タイ政府、絹産業の高度化を推進 国産シルクを世界市場へ

【タイ】政府は、伝統産業であるタイシルクと養蚕業を世界市場で競争力のある産業に育成する方針を示した。シルク産業を支える農家、生産者、事業者の所得向上と生活改善を図り、原料から製品までのサプライチェーン全体を強化する。

 ヨッチャナン・ウォンサワット副首相兼高等教育科学研究革新相、ワッチャラポン・カーオカム副農業協同組合相、農業協同組合省養蚕局が協議し、研究開発(R&D)の方向性を示した。養蚕局を中心に蚕品種の改良、原料管理、加工技術の高度化を進め、タイシルク製品の付加価値向上と農家の安定収入につなげる。
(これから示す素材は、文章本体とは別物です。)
PR #1105, opened 2023-12-06
Merkelize BakerInfos

### LINKED ISSUE #1069: Block hash: Merkelize BakerInfos
Starting from protocol version 7, the hash of baker infos for current epoch and next epoch, should be done as a merkelized binary tree as this will allow for smaller merkle proofs.

limemloh:
## Purpose

Closes #1069.

## Changes

Change type parameter for `BakerInfo` from account version to protocol version, and change the hashing of this type based on the protocol version.


concordium-consensus/src/Concordium/GlobalState/Persistent/Bakers.hs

 政府は当面の重点施策として、1)地域や事業者が生糸を借り受けて製品化・販売できる「生糸バンク」を創設し、生産資金の流動性を高める、2)農家や事業者の技能向上を図るため、現代の市場ニーズに合わせた研修カリキュラムを整備し、生産からデザイン、販売までを支援する、3)品質認証制度である「王室認定孔雀マーク」の認知度を高め、国内外の消費者が信頼できる国際的な品質シンボルとして育成する、4)熱染め・冷染めの双方を網羅した染色技術の標準化と知識データベースを整備し、製品品質の底上げと高付加価値商品の開発につなげる、といった取り組みを打ち出している。